Work instructions:
Among the records, which lines hold the word "joewagner"? Pick them out.

====

PR #500, opened 2023-05-18
adds alter table tests

brunocalza:
## Summary

Adds some tests for ALTER TABLE statements

### DIFF
--- a/test/statement.test.ts
+++ b/test/statement.test.ts
@@ -78,6 +78,44 @@ CREATE TABLE test_run (counter blurg);
       );
     });
 
+    test("when alter table statement is valid", async function () {
+      {
+        const stmt = db.prepare(`ALTER TABLE ${tableName} ADD COLUMN a int;`);
+        const { results, meta, error } = await stmt.run();
+        deepStrictEqual(results, []);
+        strictEqual(error, undefined);
+        assert(meta.duration != null);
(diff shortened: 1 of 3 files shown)


joewagner:
@brunocalza Once I get all of the packages built and linked locally, the tests are passing for me.  Tomorrow I can do pre-releases of the needed npm packages this PR needs, then the gh test should all pass.

test/statement.test.ts
```diff
@@ -78,6 +78,44 @@ CREATE TABLE test_run (counter blurg);
...
+        const stmt = db.prepare(`ALTER TABLE ${tableName} ADD COLUMN a int;`);
+        const { results, meta, error } = await stmt.run();
+        deepStrictEqual(results, []);
+        strictEqual(error, undefined);
+        assert(meta.duration != null);
+        assert(meta.txn?.transactionHash != null);
+        strictEqual(meta.txn.name, tableName);
+
+        await meta.txn?.wait();
+      }
```
joewagner, line 92: @brunocalza This is kind of a nit, but instead of using scope blocks, we should split these into three different tests.  This takes a little longer to run, but keeps things separated in case there's a problem down the road.
If you're ok with it, since I have a working local setup, I can make that change and potentially add a test the ensures only the table owner can alter a table?

joewagner (approved):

====

Solution for this exercise:
joewagner:
joewagner, line 92: @brunocalza This is kind of a nit, but instead of using scope blocks, we should split these into three different tests.  This takes a little longer to run, but keeps things separated in case there's a problem down the road.
joewagner (approved):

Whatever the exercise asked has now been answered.